(Dataset entries)
PR #1007, opened 2026-08-31
Count the owner reserve in the XRP available balance

DRadmir:
XRP accounts with trustlines or other ledger objects showed a higher available balance than the network actually allows to send, so Max transfers failed with an insufficient reserve error. The reserve now includes the per-object part, matching what the ledger enforces.

### DIFF
--- a/core/crates/gem_xrp/src/provider/balances_mapper.rs
+++ b/core/crates/gem_xrp/src/provider/balances_mapper.rs
@@ -74,33 +74,22 @@ mod tests {
     use crate::models::rpc::AccountInfo;
     use primitives::{AssetId, Chain};
 
-    fn account_info(balance: u64, owner_count: u32) -> AccountInfo {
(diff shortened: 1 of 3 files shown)


core/crates/gem_xrp/src/provider/balances_mapper.rs
```diff
@@ -71,46 +74,35 @@ mod tests {
     use crate::models::rpc::AccountInfo;
     use primitives::{AssetId, Chain};
 
-    #[test]
-    fn test_map_native_balance() {
-        let account = AccountInfo {
-            balance: 10000000, // 10 XRP
+    fn account_info(balance: u64, owner_count: u32) -> AccountInfo {
```
0xh3rman: add mock_ prefix and move to testkit

0xh3rman (approved):

PR #1010, opened 2026-08-31
Create the device key only once on first launch

gemdev111:
The app creates one key for the device on first launch and signs every API request with it. This is not a wallet key — no funds involved.

Two parts of the app can ask for that key at the same moment. Both saw no key, both created one, and both saved it — the keychain keeps the last save. So one caller ended up signing with a key that was no longer stored, and the device id changed on the next launch.

Now the create path runs once: the first caller creates the key, everyone else gets that one.

**This is a regression from `a4e78342fa`.** The Kotlin it replaced (`GetDeviceIdImpl`) did the second check inside the lock; the Rust port dropped it. Android only — on iOS `ServicesFactory` asks once at startup, before anything can race it.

### What the task requires
Print every record exactly as written.

### Exercise answer
PR #1007, opened 2026-08-31
Count the owner reserve in the XRP available balance

DRadmir:
XRP accounts with trustlines or other ledger objects showed a higher available balance than the network actually allows to send, so Max transfers failed with an insufficient reserve error. The reserve now includes the per-object part, matching what the ledger enforces.

### DIFF
--- a/core/crates/gem_xrp/src/provider/balances_mapper.rs
+++ b/core/crates/gem_xrp/src/provider/balances_mapper.rs
@@ -74,33 +74,22 @@ mod tests {
     use crate::models::rpc::AccountInfo;
     use primitives::{AssetId, Chain};
 
-    fn account_info(balance: u64, owner_count: u32) -> AccountInfo {
(diff shortened: 1 of 3 files shown)


core/crates/gem_xrp/src/provider/balances_mapper.rs
```diff
@@ -71,46 +74,35 @@ mod tests {
     use crate::models::rpc::AccountInfo;
     use primitives::{AssetId, Chain};
 
-    #[test]
-    fn test_map_native_balance() {
-        let account = AccountInfo {
-            balance: 10000000, // 10 XRP
+    fn account_info(balance: u64, owner_count: u32) -> AccountInfo {
```
0xh3rman: add mock_ prefix and move to testkit

0xh3rman (approved):

PR #1010, opened 2026-08-31
Create the device key only once on first launch

gemdev111:
The app creates one key for the device on first launch and signs every API request with it. This is not a wallet key — no funds involved.

Two parts of the app can ask for that key at the same moment. Both saw no key, both created one, and both saved it — the keychain keeps the last save. So one caller ended up signing with a key that was no longer stored, and the device id changed on the next launch.

Now the create path runs once: the first caller creates the key, everyone else gets that one.

**This is a regression from `a4e78342fa`.** The Kotlin it replaced (`GetDeviceIdImpl`) did the second check inside the lock; the Rust port dropped it. Android only — on iOS `ServicesFactory` asks once at startup, before anything can race it.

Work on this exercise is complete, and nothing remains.